By the late 1990s, the advent of low-cost PC processors, Ethernet networks and Linux inspired at least eight major research projects that built clusters. NASA designed one with 16 PC motherboards on two 10 Mbit/second networks and dubbed it Beowulf, imagining it slaying the giant mainframes and massively parallel systems of the day.

Cluster Networks Need Speed

Researchers found clusters could be assembled quickly and offered high performance at low cost, as long as they used high-speed networks to eliminate bottlenecks.

Another late ‘90’s project, Berkeley’s Network of Workstations (NoW), linked dozens of Sparc workstations on the fastest interconnects of the day. They created an image of a pod of small fish eating a larger fish to illustrate their work.

Berkeley NoW image of pod or superpod cluster
Researchers behind Berkeley’s NoW project envisioned clusters of many small systems out-performing a single larger computer.

One researcher, Eric Brewer, saw clusters were ideal for emerging internet apps, so he used the 100-server NoW system as a search engine.

“For a while we had the best search engine in the world running on the Berkeley campus,” said David Patterson, a veteran of NoW and many computer research projects at Berkeley.

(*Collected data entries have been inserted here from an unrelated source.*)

PR #1534, opened 2025-08-11
Lean into Transfer events with data as a map

leighmcculloch:
### What

Remove the `token::publish_transfer_event` function.

Rename Transfer to TransferLegacy.

Rename TransferMuxed to Transfer.

### Why

To encourage developers publishing the newer and easier to extend Transfer event.

While it's true that the Stellar Asset Contract, for largely legacy reasons, continues to publish a `transfer` event with the amount as the data, there's no reason for the SDK to encourage other token implementations to do the same.

Rather than giving developers a function to call to publish the transfer event across these two different data forms, we should just point them to publishing the newer form that is extendable.

### Merging

This PR is intended to merge to `main` after #1533. It is marked as a draft PR until #1533 is merged.


soroban-sdk/src/_migrating/v23_token_transfer.rs
```diff
@@ -55,9 +51,13 @@
 //!    let to = muxed_to.address();
 //!    // Token-specific implementation of balance movement (same as before).
 //!    token_impl::move_balance(&env, &from, &to, amount);
-//!    // Publish an appropriate transfer event that includes the muxed ID
-//!    // when it's non-None.
-//!    token::publish_transfer_event(&env, &from, &muxed_to, amount);
+//!    // Publish the transfer event.
+//!    token::Transfer {
```
dmkozh, line 55: My main concern about this is that this would lead to confusion when emitting transfer events not from the transfer. Though probably the helper function would lead to the same sort of confusion, so maybe it's fine.

dmkozh (approved):

soroban-sdk/src/_migrating/v23_token_transfer.rs
leighmcculloch: I think there's a high chance of confusion whatever we do here.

The work was so successful, Brewer co-founded Inktomi, an early search engine built on a NoW-inspired cluster of 1,000 systems. It had many rivals, including a startup called Google with roots at Stanford.

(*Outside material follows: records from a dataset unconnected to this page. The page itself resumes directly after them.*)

PR #1535, opened 2025-08-11
Allow ref (&) parameters in contract fns

leighmcculloch:
### What
Allow contract functions parameters to be immutable references, rather than only owned values.

### Why

This change is primarily about making it more convenient to write contract functions like typical Rust functions. In Rust function parameters can be of a few variations, they can be an owned value or a reference/borrow, and can be immutable or mutable. Today contract function parameters must be owned and immutable. 

Reference parameters are useful when needing to pass around a value that the caller would like to retain ownership over. Mutable parameters are helpful when the function will mutate the parameter making the mutated value available to the caller.

It is common when writing small composable Rust functions to use ref and mut as needed.

When writing contract functions the composability of the functions being written is restricted. Owned values must be used, and this leads to situations where functions must received cloned values.

In contracts cloning SDK types when passing them around is not a performance concern since all SDK types are a small integer value. But it is inconvenient and it makes contracts look less like regular Rust code when there is an abundance of `.clone()` for no apparent reason other than the contract functions don't let you.

Is this a big issue? No, not particularly. But in general the soroban-sdk tries to let people write Rust how they'd write Rust elsewhere. And this change lifts a limitation that isn't really required.

### Why not

This change introduces variance into the trait-compatible interface that implementations can take. For a contract interface that is intended to be standard, one implementation might use all owned values, another might use all refs, and another might use any combination. This doesn't affect a contracts ability to be called because this information does not make it into the exported interface. But if someone was to share a Rust trait to match one implementation, there's a good chance it would fail to match other implementations. Technically variance already exists today. The `env: Env` parameter is already optional, and can already take either an owned `Env` or a ref `&Env`. So the ship already sailed from day one.

You could argue that the top-level entry point value in a program should always be owned. Someone has to own every value. The fact that contract functions do not need to own the value is because there's actually an outer function that gets exported that is truly the entry point and that function can own the value. But in some ways that's a bit odd.

### Merging

This change can be merged at anytime and can be released in a minor release. It does not change or limit any existing behaviour and only adds new behaviour that is disallowed today.

### Thanks

Thanks to @willemneal contributing #1521 that this change is derived.

### Todo
- [x] Test the change on soroban-examples. https://github.com/stellar/rs-soroban-sdk/pull/1591
- [x] Test the change on several complex ecosystem contracts.
- [x] Test with #1544 
- [x] #1606


leighmcculloch:
> but it would be amazing if `&mut Env` would be able to determine whether a method could write to storage/publish events

Agreed, but I think that's a bigger thing to tackle, and the timing isn't right. Lots of complexity, and with unclear benefits. There's a discussion over here discussing the idea, but I am not chasing it in the near future:
- https://github.com/stellar/stellar-protocol/discussions/1454

soroban-sdk-macros/src/derive_fn.rs
```diff
@@ -82,7 +82,14 @@ pub fn derive_pub_fn(
                     ty: Box::new(Type::Verbatim(quote! { #crate_path::Val })),
                 });
                 let passthrough_call = quote! { #ident };
+
+                let call_prefix = match *pat_ty.ty {
+                    Type::Reference(TypeReference { mutability: Some(_), .. }) => quote!(&mut),
```
leighmcculloch: 🤔 Do we need to insert the lifetime in here?

leighmcculloch: No I guess not. Because the lifetime shouldn't be included at the call site: 2046b000c9c13be06b14c9715bf976b015a7952b

leighmcculloch:
@stellar/contract-committers This change is ready for review. I'd like to get more than one set of eyes on this feature, both its soundness and the benefits before merging, because at this stage it's involved very few people and there hasn't been many asks driving this. When reviewing please take a look at the why not section in the PR. All things considered I still think the change is worth making because it removes what is a somewhat arbitrary limitation, but I'm interested in hearing everyones thoughts.

dmkozh:
I'm a bit hesitant about this change. While I agree that trait consistency already might be an issue, there are just 3 options and realistically only 2 of them are 'real' (`Env` and `&Env`, specifying a trait without `Env` seems really problematic). Adding this functionality creates an exponential number of different ways of exposing the same thing.

But I'm even more concerned about the contract interface usage patterns. `&mut` arguments seem particularly problematic to me. Contracts can not modify the input values (and host values are in general immutable). This creates a wrong impression that it's possible to use contract arguments for returning the values from the contract call (which is how `&mut` args are typically used in general), and to make things worse this will _sometimes_ be the case (e.g. if you pass a value from the unit test to a client), which might result in incorrect developer expectations in terms of contract interoperability and interface design.

`mut` arguments seem less problematic, but also it's a very minor syntactic sugar that only matters for the contract implementation, so I'm really not sure if this really provides much benefit vs the added complexity. Also, given that contract client interface is by definition public, I find it a bit weird for it to 'leak' the implementation details this way. 

As for the const references, I agree that they do solve a more significant real issue without adding too much confusion (there is still _some_ confusion though due to unclear ownership in case of root-level contract calls).  However, I think a more appropriate solution for this issue would have been making the SDK types `Copy`, though I realize this has its own set issues.

willemneal:
From my experience with OZ's codebase and others, they have a pattern of having two sets of interfaces to avoid the cloning:

```rust
trait Trait {
    fn foo(e: &Env, faa: String){
        ImplementingType::foo(&faa)
    }
}

```
This leads to types that don't actually implement the outer trait. 

I agree that adding mutable refs is a strange pattern and doesn't add much.

As for adding Copy, I have often considered it, but while cheap there is a cost to cloning a host reference, so it is best not to hid it for new devs and encourage references instead.

leighmcculloch:
The motivation for this change is writing natural rust, composable functions, and avoiding having the compiler say "you're not allowed to use refs" when as a Rust devs that's what I might naturally otherwise do.

leighmcculloch:
> But I'm even more concerned about the contract interface usage patterns. `&mut` arguments seem particularly problematic to me. Contracts can not modify the input values (and host values are in general immutable). This creates a wrong impression that it's possible to use contract arguments for returning the values from the contract call (which is how `&mut` args are typically used in general), and to make things worse this will _sometimes_ be the case (e.g. if you pass a value from the unit test to a client), which might result in incorrect developer expectations in terms of contract interoperability and interface design.

👍🏻 This is a good observation. Thanks.

> given that contract client interface is by definition public, I find it a bit weird for it to 'leak' the implementation details this way.

This change doesn't affect the client interface. The client interfaces only have parameters as references, they are never passed as owned values, or mut values. So as a point, the client interface already differs from the implementation interfaces. They have never matched and there's little value in making them match. Clients offer additional functions like the `try_` variants.

dmkozh:
> Copy is not an option, because most of the SDK types embed the Env which is not Copy in the test environment. It can't be Copy when built for wasm and not Copy when built for test.

I'm not sure I understand this, what prevents us from adding Copy to Env,? I think that would make sense semantically given that SDK types are indeed very cheap to copy, as you've pointed out in the next post.

> The client interfaces only have parameters as references, they are never passed as owned values, or mut values. So as a point, the client interface already differs from the implementation interfaces. They have never matched and there's little value in making them match. Clients offer additional functions like the try_ variants.

True, I forgot that this mismatch is already the case. I think this difference is a bit unfortunate. While the client interface indeed isn't be identical to the contractimpl used to generate it at least due to `try_` versions of methods, the `contractimpl` or trait definition itself is probably the most obvious thing to look at in order to understand the contract interface without involving rust-analyzer. So maybe it would have been better to try to at least keep the argument types consistent. At this point, maybe `&` and `mut` are alright, but I still really dislike the `&mut` as it's misleading for the reader.

dmkozh (approved):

“They built their network clusters out of PCs and defined a business model that let them grow and really improve search quality — the rest was history,” said Patterson, co-author of a popular textbook on computing.

Today, clusters or pods are the basis of most of the world’s TOP500 supercomputers as well as virtually all cloud computing services. And most use NVIDIA GPUs, but we’re getting ahead of the story.

Pods vs. Clusters: A War of Words

While computer architects called these systems clusters, some networking specialists preferred the term pod. Turning the biological term into a tech acronym, they said POD stood for a “point of delivery” of computing services.

The term pod gained traction in the early days of cloud computing. Service providers raced to build ever larger, warehouse-sized systems often ordering entire shipping containers, aka pods, of pre-configured systems they could plug together like Lego blocks.

First Google cluster in a container
An early prototype container delivered to a cloud service provider.

More recently, the Kubernetes group adopted the term pod. They define a software pod as “a single container or a small number of containers that are tightly coupled and that share resources.”

Industries like aerospace and consumer electronics adopted the term pod, too, perhaps to give their concepts an organic warmth. Among the most iconic examples are the iPod, the forerunner of the iPhone, and the single-astronaut vehicle from the movie 2001: A Space Odyssey.

When AI Met Clusters

In 2012, cloud computing services heard the Big Bang of AI, the genesis of a powerful new form of computing. They raced to build giant clusters of GPUs that, thanks to their internal clusters of accelerator cores, could process huge datasets to train and run neural networks.

To help spread AI to any enterprise data center, NVIDIA packs GPU clusters on InfiniBand networks into NVIDIA DGX Systems. A reference architecture lets users easily scale from a single DGX system to an NVIDIA DGX POD or even a supercomputer-class NVIDIA DGX SuperPOD.

For example, Cambridge-1, in the United Kingdom, is an AI supercomputer based on a DGX SuperPOD, dedicated to advancing life sciences and healthcare. It’s one of many AI-ready clusters and pods spreading like never before. They’re sprouting like AI itself, in many shapes and sizes in every industry and business.